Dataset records
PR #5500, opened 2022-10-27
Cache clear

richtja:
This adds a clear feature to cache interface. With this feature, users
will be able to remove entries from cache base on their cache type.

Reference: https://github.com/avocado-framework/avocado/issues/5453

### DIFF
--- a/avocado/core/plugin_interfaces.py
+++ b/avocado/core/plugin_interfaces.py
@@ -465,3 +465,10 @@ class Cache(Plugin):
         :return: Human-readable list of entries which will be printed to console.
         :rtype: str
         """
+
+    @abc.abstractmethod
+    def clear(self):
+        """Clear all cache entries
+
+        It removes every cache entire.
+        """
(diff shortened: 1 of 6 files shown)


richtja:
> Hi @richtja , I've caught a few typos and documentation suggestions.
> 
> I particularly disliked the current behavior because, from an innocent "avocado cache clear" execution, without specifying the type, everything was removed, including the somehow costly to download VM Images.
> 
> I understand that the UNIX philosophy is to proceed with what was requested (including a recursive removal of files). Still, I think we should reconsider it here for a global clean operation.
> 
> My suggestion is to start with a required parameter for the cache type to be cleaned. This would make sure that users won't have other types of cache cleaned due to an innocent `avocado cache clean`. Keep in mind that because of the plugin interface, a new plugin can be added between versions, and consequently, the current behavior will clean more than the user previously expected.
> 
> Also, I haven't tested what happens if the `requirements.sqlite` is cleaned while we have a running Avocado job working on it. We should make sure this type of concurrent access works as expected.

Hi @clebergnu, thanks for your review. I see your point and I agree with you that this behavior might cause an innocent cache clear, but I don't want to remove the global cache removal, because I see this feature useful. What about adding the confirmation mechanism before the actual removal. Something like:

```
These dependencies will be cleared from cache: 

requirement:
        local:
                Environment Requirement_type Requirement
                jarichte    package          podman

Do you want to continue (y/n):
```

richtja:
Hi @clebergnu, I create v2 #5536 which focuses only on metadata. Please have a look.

---

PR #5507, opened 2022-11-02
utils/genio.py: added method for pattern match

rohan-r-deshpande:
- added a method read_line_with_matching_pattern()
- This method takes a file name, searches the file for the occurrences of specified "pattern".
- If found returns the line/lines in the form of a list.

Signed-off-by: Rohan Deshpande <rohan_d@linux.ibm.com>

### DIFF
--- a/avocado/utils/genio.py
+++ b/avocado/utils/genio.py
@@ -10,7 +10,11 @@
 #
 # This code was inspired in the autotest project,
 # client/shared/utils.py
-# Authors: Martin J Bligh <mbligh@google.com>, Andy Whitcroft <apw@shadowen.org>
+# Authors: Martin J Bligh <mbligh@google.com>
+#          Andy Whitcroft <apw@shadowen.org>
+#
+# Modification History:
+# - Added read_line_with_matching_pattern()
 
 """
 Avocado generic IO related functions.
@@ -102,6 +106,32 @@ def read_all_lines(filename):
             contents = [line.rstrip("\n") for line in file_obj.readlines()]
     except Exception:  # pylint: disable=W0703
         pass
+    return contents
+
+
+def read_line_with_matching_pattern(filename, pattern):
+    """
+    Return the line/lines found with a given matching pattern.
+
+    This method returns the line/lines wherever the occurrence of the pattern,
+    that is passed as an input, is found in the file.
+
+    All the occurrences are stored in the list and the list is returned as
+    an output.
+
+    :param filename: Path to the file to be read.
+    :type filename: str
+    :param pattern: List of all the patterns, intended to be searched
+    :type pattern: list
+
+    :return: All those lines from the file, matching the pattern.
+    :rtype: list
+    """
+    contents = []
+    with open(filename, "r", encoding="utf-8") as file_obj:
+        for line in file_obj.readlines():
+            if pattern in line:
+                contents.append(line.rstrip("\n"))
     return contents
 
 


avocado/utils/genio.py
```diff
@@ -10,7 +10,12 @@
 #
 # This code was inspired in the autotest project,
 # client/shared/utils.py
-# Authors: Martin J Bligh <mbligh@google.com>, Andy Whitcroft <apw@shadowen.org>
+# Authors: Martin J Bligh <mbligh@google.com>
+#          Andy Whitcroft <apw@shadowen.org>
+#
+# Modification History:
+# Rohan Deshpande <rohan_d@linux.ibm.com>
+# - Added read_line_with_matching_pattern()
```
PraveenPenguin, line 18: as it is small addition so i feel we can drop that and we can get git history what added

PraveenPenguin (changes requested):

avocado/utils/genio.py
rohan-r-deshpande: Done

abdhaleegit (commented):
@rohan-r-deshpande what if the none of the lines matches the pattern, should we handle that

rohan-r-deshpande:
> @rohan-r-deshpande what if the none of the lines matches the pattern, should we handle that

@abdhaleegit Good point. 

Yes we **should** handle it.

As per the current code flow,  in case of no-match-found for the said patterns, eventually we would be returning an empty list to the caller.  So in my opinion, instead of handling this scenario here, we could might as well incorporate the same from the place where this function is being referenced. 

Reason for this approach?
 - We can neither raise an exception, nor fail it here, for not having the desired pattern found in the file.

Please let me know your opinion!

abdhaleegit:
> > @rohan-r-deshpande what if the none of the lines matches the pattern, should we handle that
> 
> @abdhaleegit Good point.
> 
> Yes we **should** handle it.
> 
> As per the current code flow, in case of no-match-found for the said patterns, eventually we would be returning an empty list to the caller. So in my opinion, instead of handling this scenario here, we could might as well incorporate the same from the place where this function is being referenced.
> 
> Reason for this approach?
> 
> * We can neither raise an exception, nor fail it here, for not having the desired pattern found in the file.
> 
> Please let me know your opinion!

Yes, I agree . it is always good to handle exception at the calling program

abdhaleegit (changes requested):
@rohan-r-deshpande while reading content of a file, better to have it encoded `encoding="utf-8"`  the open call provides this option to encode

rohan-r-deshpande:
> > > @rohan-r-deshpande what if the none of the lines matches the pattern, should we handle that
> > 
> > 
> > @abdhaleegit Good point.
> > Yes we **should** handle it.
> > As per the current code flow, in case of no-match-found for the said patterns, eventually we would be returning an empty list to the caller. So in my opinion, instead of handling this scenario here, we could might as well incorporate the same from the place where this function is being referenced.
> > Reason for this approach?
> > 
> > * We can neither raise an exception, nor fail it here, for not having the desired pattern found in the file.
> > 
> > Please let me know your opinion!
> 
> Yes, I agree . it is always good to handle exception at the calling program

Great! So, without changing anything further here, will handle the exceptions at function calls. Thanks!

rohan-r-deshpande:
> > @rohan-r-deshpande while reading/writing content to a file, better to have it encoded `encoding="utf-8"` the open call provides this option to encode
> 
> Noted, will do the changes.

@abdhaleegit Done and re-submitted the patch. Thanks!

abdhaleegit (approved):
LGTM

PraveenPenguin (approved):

◆ EXERCISE PROMPT: Could you copy every line from the records that has "entries" in it?

◆ RESPONSE TO THE TASK:
will be able to remove entries from cache base on their cache type.
         :return: Human-readable list of entries which will be printed to console.
+        """Clear all cache entries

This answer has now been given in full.